Schmiedtoreck as painted by Hitler, around 1911 – 13

Never again did I see Adolf as happy as he was at that moment. When the carriage had passed he dragged me aside and with emotion he gazed at the flower, this visible pledge of her love. I can still hear his voice, trembling with excitement, ‘She loves me! You have seen! She loves me!'”

What did Stephanie think of the whole affair? Franz Jetzinger was able to track down the flower festival committee, found Stefanie in their files, and contacted her. The Love Goddess had eventually married one of the officers, and showed considerable surprise at being interviewed about a boy she barely remembered, and professed not to have any idea of the young man’s infatuation. But after some time she remembered a small but instructive detail: in this summer she had received a letter from an admirer, who had not only declared his undying love but also informed her that he was going to study at the Academy of Arts in Vienna. After his graduation he would return to Linz and ask for her hand.
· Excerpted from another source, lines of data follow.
PR #229, opened 2018-09-19
ClusterLoader - Adding additional cluster config flags

krzysied:
Added flags:
- provider

### DIFF
--- a/clusterloader2/cmd/clusterloader.go
+++ b/clusterloader2/cmd/clusterloader.go
@@ -25,6 +25,7 @@ import (
 	"github.com/spf13/pflag"
 	"k8s.io/perf-tests/clusterloader2/pkg/config"
 	"k8s.io/perf-tests/clusterloader2/pkg/framework"
+	"k8s.io/perf-tests/clusterloader2/pkg/measurement"
 	"k8s.io/perf-tests/clusterloader2/pkg/test"
 	"k8s.io/perf-tests/clusterloader2/pkg/util"
 
@@ -39,6 +40,7 @@ var (
 func initClusterFlags() {
 	pflag.StringVar(&clusterLoaderConfig.ClusterConfig.KubeConfigPath, "kubeconfig", "", "Path to the kubeconfig file")
 	pflag.IntVar(&clusterLoaderConfig.ClusterConfig.Nodes, "nodes", 0, "number of nodes")
+	pflag.StringVar(&clusterLoaderConfig.ClusterConfig.Provider, "provider", "", "Cluster provider")
 }
 
 func validateClusterFlags() *util.ErrorList {
@@ -88,6 +90,7 @@ func main() {
 		glog.Fatalf("Parsing flags error: %v", errList.String())
 	}
 
+	measurement.ClusterConfig = &clusterLoaderConfig.ClusterConfig
 	f, err := framework.NewFramework(clusterLoaderConfig.ClusterConfig.KubeConfigPath)
 	if err != nil {
 		glog.Fatalf("Framework creation error: %v", err)
--- a/clusterloader2/pkg/measurement/common/api_responsiveness.go
+++ b/clusterloader2/pkg/measurement/common/api_responsiveness.go
@@ -78,7 +78,7 @@ func (*apiResponsivenessMeasurement) Execute(config *measurement.MeasurementConf
 	case "gather":
 		// TODO(krzysied): Implement new method of collecting latency metrics.
 		// New method is defined here: https://github.com/kubernetes/community/blob/master/sig-scalability/slos/slos.md#steady-state-slisslos.
-		nodeCount, err := util.GetInt(config.Params, "nodeCount")
+		nodeCount, err := util.GetIntOrDefault(config.Params, "nodeCount", measurement.ClusterConfig.Nodes)
 		if err != nil {
 			return summaries, err
 		}
--- a/clusterloader2/pkg/measurement/manager.go
+++ b/clusterloader2/pkg/measurement/manager.go
@@ -20,6 +20,13 @@ import (
 	"sync"
 
 	clientset "k8s.io/client-go/kubernetes"
+	"k8s.io/perf-tests/clusterloader2/pkg/config"
+)
+
+var (
+	// ClusterConfig represents cluster configuration.
+	// TODO(issue 249): Move this global variable to MeasurementManager structure.
+	ClusterConfig *config.ClusterConfig
 )
 
 // MeasurementManager manages all measurement executions.
--- a/clusterloader2/pkg/test/simple_test_executor.go
+++ b/clusterloader2/pkg/test/simple_test_executor.go
@@ -99,7 +99,9 @@ func (ste *simpleTestExecutor) ExecuteStep(ctx Context, step *api.Step) *util.Er
 			// index is created to make i value unchangeable during thread execution.
 			index := i
 			wg.Start(func() {
-				err := ctx.GetMeasurementManager().Execute(step.Measurements[index].Method, step.Measurements[index].Identifier, step.Measurements[index].Params)
+				err := ctx.GetMeasurementManager().Execute(step.Measurements[index].Method,
+					step.Measurements[index].Identifier,
+					step.Measurements[index].Params)
 				if err != nil {
 					errList.Append(fmt.Errorf("measurement call %s - %s error: %v", step.Measurements[index].Method, step.Measurements[index].Identifier, err))
 				}
--- a/clusterloader2/pkg/config/cluster.go
+++ b/clusterloader2/pkg/config/cluster.go
@@ -27,4 +27,8 @@ type ClusterLoaderConfig struct {
 type ClusterConfig struct {
 	KubeConfigPath string `json: kubeConfigPath`
 	Nodes          int    `json: nodes`
+	Provider       string `json: provider`
+	// TODO(krzysied): Add support for HA cluster with more than one master.
+	MasterIP   string `json: masterIP`
+	MasterName string `json: masterName`
 }
--- a/clusterloader2/pkg/measurement/common/etcd_metrics.go
+++ b/clusterloader2/pkg/measurement/common/etcd_metrics.go
@@ -60,11 +60,11 @@ func (e *etcdMetricsMeasurement) Execute(config *measurement.MeasurementConfig) 
 	if err != nil {
 		return summaries, err
 	}
-	provider, err := util.GetString(config.Params, "provider")
+	provider, err := util.GetStringOrDefault(config.Params, "provider", measurement.ClusterConfig.Provider)
 	if err != nil {
 		return summaries, err
 	}
-	host, err := util.GetString(config.Params, "host")
+	host, err := util.GetStringOrDefault(config.Params, "host", measurement.ClusterConfig.MasterIP)
 	if err != nil {
 		return summaries, err
 	}
--- a/clusterloader2/pkg/measurement/common/metrics_for_e2e.go
+++ b/clusterloader2/pkg/measurement/common/metrics_for_e2e.go
@@ -86,7 +86,7 @@ type metricsForE2EMeasurement struct{}
 func (m *metricsForE2EMeasurement) Execute(config *measurement.MeasurementConfig) ([]measurement.Summary, error) {
 	var summaries []measurement.Summary
 
-	provider, err := util.GetString(config.Params, "provider")
+	provider, err := util.GetStringOrDefault(config.Params, "provider", measurement.ClusterConfig.Provider)
 	if err != nil {
 		return summaries, err
 	}
--- a/clusterloader2/pkg/measurement/common/profile.go
+++ b/clusterloader2/pkg/measurement/common/profile.go
@@ -63,11 +63,11 @@ func createMeasurement(config *measurement.MeasurementConfig, profileKind string
 	if err != nil {
 		return summaries, err
 	}
-	provider, err := util.GetString(config.Params, "provider")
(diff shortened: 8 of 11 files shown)


clusterloader2/pkg/measurement/common/api_responsiveness.go
```diff
@@ -78,7 +78,7 @@ func (*apiResponsivenessMeasurement) Execute(config *measurement.MeasurementConf
 	case "gather":
 		// TODO(krzysied): Implement new method of collecting latency metrics.
 		// New method is defined here: https://github.com/kubernetes/community/blob/master/sig-scalability/slos/slos.md#steady-state-slisslos.
-		nodeCount, err := util.GetInt(config.Params, "nodeCount")
+		nodeCount, err := util.GetIntOrDefault(config.Params, "nodeCount", config.ClusterConfig.Nodes)
```
shyamjvs: Weren't we gonna compute this by api call instead of taking it as parameter?

clusterloader2/pkg/test/simple_test_executor.go
```diff
@@ -99,7 +99,7 @@ func (ste *simpleTestExecutor) ExecuteStep(ctx Context, step *api.Step) *util.Er
 			// index is created to make i value unchangeable during thread execution.
 			index := i
 			wg.Start(func() {
-				err := ctx.GetMeasurementManager().Execute(step.Measurements[index].Method, step.Measurements[index].Identifier, step.Measurements[index].Params)
+				err := ctx.GetMeasurementManager().Execute(step.Measurements[index].Method, step.Measurements[index].Identifier, step.Measurements[index].Params, &ctx.GetClusterLoaderConfig().ClusterConfig)
```
shyamjvs: Can you split the arguments across multiple lines?

clusterloader2/pkg/measurement/manager.go
```diff
@@ -42,14 +43,15 @@ func CreateMeasurementManager(clientSet clientset.Interface) *MeasurementManager
...
 	measurementInstance, err := mm.getMeasurementInstance(methodName, identifier)
 	if err != nil {
 		return err
 	}
 	config := &MeasurementConfig{
-		ClientSet: mm.clientSet,
-		Params:    params,
+		ClientSet:     mm.clientSet,
+		Params:        params,
+		ClusterConfig: clusterConfig,
```
shyamjvs: Do you really need to pass and copy the cluster config each time for every measurement? It seems to me like the whole thing is just a global constant.

clusterloader2/pkg/measurement/common/api_responsiveness.go
krzysied: Computing parameters will be next step. I will create PR after this one is merged.

clusterloader2/pkg/measurement/manager.go
krzysied: I'm not convinced that global constant is the best solution. Here are the reasons why I think we shouldn't try this approach:
- Creates unnecessary dependency
It make metrics only be usable with this specific global variable. If anyone wants to use it in different project, he will need to assure that this global variable is initialized. Setting some external variable to change function result is not very intuitive. It also makes testing more complex.
- Scatters information across the whole project.
I assume that metrics is the part of project that at some point will be developed by other contributors from different projects. If we provide all available information in the interface signature, it's easier to understand what parameters are available and which not. IMHO going through the code to find the global variable you can use is more troublesome then just looking at the signature.

I think that we can make client config to be part of measurement manager (the same why as the clientSet is). This will remove cluster config from the signature of `Execute` of measurement manager.

clusterloader2/pkg/measurement/common/api_responsiveness.go
shyamjvs: Then please at least add a TODO.

clusterloader2/pkg/measurement/manager.go
shyamjvs: > It make metrics only be usable with this specific global variable. If anyone wants to use it in different project, he will need to assure that this global variable is initialized. 

If that's your problem, then just add another file in measurement pkg where you can initialize one single ClusterConfig object by calling some method at the start and then use the same object as a global constant for all measurements. Otherwise the problems with current style is:

- You're creating multiple copies of same global constant
- Storing constants as fields inside the struct
- Adding extra code complexity (due to new field that needs to be maintained, making function signatures more complex, asking measurement implementers to pass an extra arg in the Execute() method that they may not even need or have no clue about)

> Setting some external variable to change function result is not very intuitive.

I think this is the concept of global variables, and we do use them :)

> It also makes testing more complex.

It's not possible to write unit tests for these measurements even now. You're using methods like `SSH` which can't be mocked in the tests as the function is not passed as an argument to the measurement method - which should be the case in ideal unit-testing world where everything used in function should be passed as args to the function.

> If we provide all available information in the interface signature, it's easier to understand what parameters are available and which not.

I don't really agree with that we should pass all configurable stuff as params and not as constants. I believe in practice most people would just look at other measurement functions before implementing and it shouldn't be very non-trivial.

clusterloader2/cmd/clusterloader.go
```diff
@@ -39,7 +39,10 @@ var (
 func initClusterFlags() {
 	pflag.StringVar(&clusterLoaderConfig.ClusterConfig.KubeConfigPath, "kubeconfig", "", "Path to the kubeconfig file")
 	// TODO(krzysied): query actual number of nodes with client (if not set).
```
wojtek-t: There is a separate PR doing that. Can you remove this comment in that PR.

clusterloader2/cmd/clusterloader.go
```diff
@@ -39,7 +39,10 @@ var (
...
-	pflag.IntVar(&clusterLoaderConfig.ClusterConfig.Nodes, "nodes", 0, "number of nodes")
+	pflag.IntVar(&clusterLoaderConfig.ClusterConfig.Nodes, "nodes", 0, "Number of nodes")
+	pflag.StringVar(&clusterLoaderConfig.ClusterConfig.Provider, "provider", "", "Cluster provider")
+	pflag.StringVar(&clusterLoaderConfig.ClusterConfig.MasterIP, "master-ip", "", "IP of the master node")
+	pflag.StringVar(&clusterLoaderConfig.ClusterConfig.MasterName, "master-name", "", "Name of the master node")
```
wojtek-t: Why do you want this? This is implementation detail. What about HA clusters?

clusterloader2/cmd/clusterloader.go
```diff
@@ -39,7 +39,10 @@ var (
 func initClusterFlags() {
 	pflag.StringVar(&clusterLoaderConfig.ClusterConfig.KubeConfigPath, "kubeconfig", "", "Path to the kubeconfig file")
 	// TODO(krzysied): query actual number of nodes with client (if not set).
-	pflag.IntVar(&clusterLoaderConfig.ClusterConfig.Nodes, "nodes", 0, "number of nodes")
+	pflag.IntVar(&clusterLoaderConfig.ClusterConfig.Nodes, "nodes", 0, "Number of nodes")
+	pflag.StringVar(&clusterLoaderConfig.ClusterConfig.Provider, "provider", "", "Cluster provider")
+	pflag.StringVar(&clusterLoaderConfig.ClusterConfig.MasterIP, "master-ip", "", "IP of the master node")
```
wojtek-t: Why do you need this? Again - what about HA clusters?

clusterloader2/cmd/clusterloader.go
```diff
@@ -39,7 +39,10 @@ var (
 func initClusterFlags() {
 	pflag.StringVar(&clusterLoaderConfig.ClusterConfig.KubeConfigPath, "kubeconfig", "", "Path to the kubeconfig file")
 	// TODO(krzysied): query actual number of nodes with client (if not set).
-	pflag.IntVar(&clusterLoaderConfig.ClusterConfig.Nodes, "nodes", 0, "number of nodes")
+	pflag.IntVar(&clusterLoaderConfig.ClusterConfig.Nodes, "nodes", 0, "Number of nodes")
+	pflag.StringVar(&clusterLoaderConfig.ClusterConfig.Provider, "provider", "", "Cluster provider")
```
wojtek-t: What is the usecase for provider?

I know that there are features that may be provider specific (e.g. storage), but does it really matter?

clusterloader2/pkg/measurement/interface.go
```diff
@@ -28,6 +29,8 @@ type MeasurementConfig struct {
 	// into the Execute method.
 	Params map[string]interface{}
 	// TODO(krzysied): add CloudProvider.
```
wojtek-t: Why do you need CloudProvider?

clusterloader2/pkg/measurement/manager.go
wojtek-t: I would say, that ClusterConfig should be constant.
And if we agree on that, this should be a constant field for MeasurementManager 9and then you don't need to pass it here).

clusterloader2/cmd/clusterloader.go
krzysied: I assume that most of the variables will be automatically set based on data form cluster client. However, if someone wants to set specific value, there should be a way to do this.

clusterloader2/pkg/measurement/interface.go
krzysied: TBH, it was suggested by @shyamjvs . At this moment I'm not sure whether we will need cloud provider or not, so I would like to keep the TODO.

clusterloader2/pkg/measurement/manager.go
krzysied: I added the ClusterConfig variable to ```measurement/manger.go```.

clusterloader2/cmd/clusterloader.go
```diff
@@ -39,6 +40,10 @@ var (
 func initClusterFlags() {
 	pflag.StringVar(&clusterLoaderConfig.ClusterConfig.KubeConfigPath, "kubeconfig", "", "Path to the kubeconfig file")
 	pflag.IntVar(&clusterLoaderConfig.ClusterConfig.Nodes, "nodes", 0, "number of nodes")
+	pflag.StringVar(&clusterLoaderConfig.ClusterConfig.Provider, "provider", "", "Cluster provider")
+	// TODO(krzysied): Consider support for HA cluster with more than one master.
```
wojtek-t: It's not "consider" - we should do that.
Also - please open an issue for that.

clusterloader2/cmd/clusterloader.go
wojtek-t: Sure - I didn't mean to do that in this PR. I just want this to not be forgot.

clusterloader2/cmd/clusterloader.go
wojtek-t: So what's the point in exposing them now? Do we really need it now?
If not - let's not overgeneralize until it's really needed.

wojtek-t: So let me clarify my point: - I'm fine with making those part of ClusterLoader config.
But let's not expose them via flags until it's really needed.

krzysied: For example `master-ip` is used for sshing into the master node. Etcd metrics are using it to access the master. If master is not register AFAIK there is no way to calculate master ip - it needs to be provided.

wojtek-t: Even though in theory it's possible, we don't have such usecase for now.
So until it's really needed, let's avoid adding flags for such things.

krzysied: OK. Flags removed.

clusterloader2/cmd/clusterloader.go
```diff
@@ -39,6 +40,8 @@ var (
 func initClusterFlags() {
 	pflag.StringVar(&clusterLoaderConfig.ClusterConfig.KubeConfigPath, "kubeconfig", "", "Path to the kubeconfig file")
 	pflag.IntVar(&clusterLoaderConfig.ClusterConfig.Nodes, "nodes", 0, "number of nodes")
+	pflag.StringVar(&clusterLoaderConfig.ClusterConfig.Provider, "provider", "", "Cluster provider")
+	// TODO(krzysied): Add support for HA cluster with more than one master.
```
wojtek-t: This TODO should be moved somewhere else.
I thing that probably to the ClusterConfig definition.

clusterloader2/pkg/measurement/manager.go
```diff
@@ -20,6 +20,12 @@ import (
 	"sync"
 
 	clientset "k8s.io/client-go/kubernetes"
+	"k8s.io/perf-tests/clusterloader2/pkg/config"
+)
+
+var (
+	// ClusterConfig represents cluster configuration.
+	ClusterConfig *config.ClusterConfig
```
wojtek-t: I'm not a fan of this global variable.

Can you make add a TODO to make this a class variable or parameter somewhere or something like that?

clusterloader2/cmd/clusterloader.go
krzysied: TODO moved to the ClusterConfig definition.

clusterloader2/pkg/measurement/manager.go
krzysied: TODO added.

wojtek-t: Instead of TODO(krzysied) we should move towards TODO(issue id).
Please open an issue for that and replace.

krzysied: Done.
I thought that putting TODO creator login is a best practice is k8s repo.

Unfortunately, the letter was not signed, and so she had remained ignorant of the suitor’s identity.”

As it was perhaps to be expected, some “psychohistorians” found ground for speculation based on her birth name, Isak, whom they purported to be Jewish and fabulated on theories that the doomed love affair was instrumental in creating Hitler’s anti-Semitism. Unfortunately, Stefanie was not Jewish (there was no Jewish population worth mentioning in Linz and her father, who was a higher government official, could not have gained the post if he were Jewish) and Hitler at that time expressed no anti-Semitism – hence the bottom fell out of such speculation for good.

We know that Stefanie remained in his thoughts at least until the summer of 1906 when Adolf visited Vienna for the first time and mentioned her – under the codename “Benkieser” – in a postcard to his friend August Kubizek.

When Hitler finally returned to Linz about four weeks later, he was melancholy and depressive, and at times wandered around town alone. He seemed conflicted about the direction his life was to take, and for a few weeks, Gustl was unable to help his friend. Even the renewed sight of Stefanie failed to introduce a rapid healing, for Adolf at length seemed to accept a quantum of reality. He told Gustl that “If I introduce myself to Stefanie and her mother, I will have to tell her at once what I am, what I have and what I want. My statement would bring our relations abruptly to an end.”

The year 1907 was taken up – family wise – by Klara’s suffering from breast cancer. She died December 21, and after all the subsequent affairs were set, Adolf left to live in Vienna in February 1908. His relations to Stefanie thereafter are lost in the mists of time.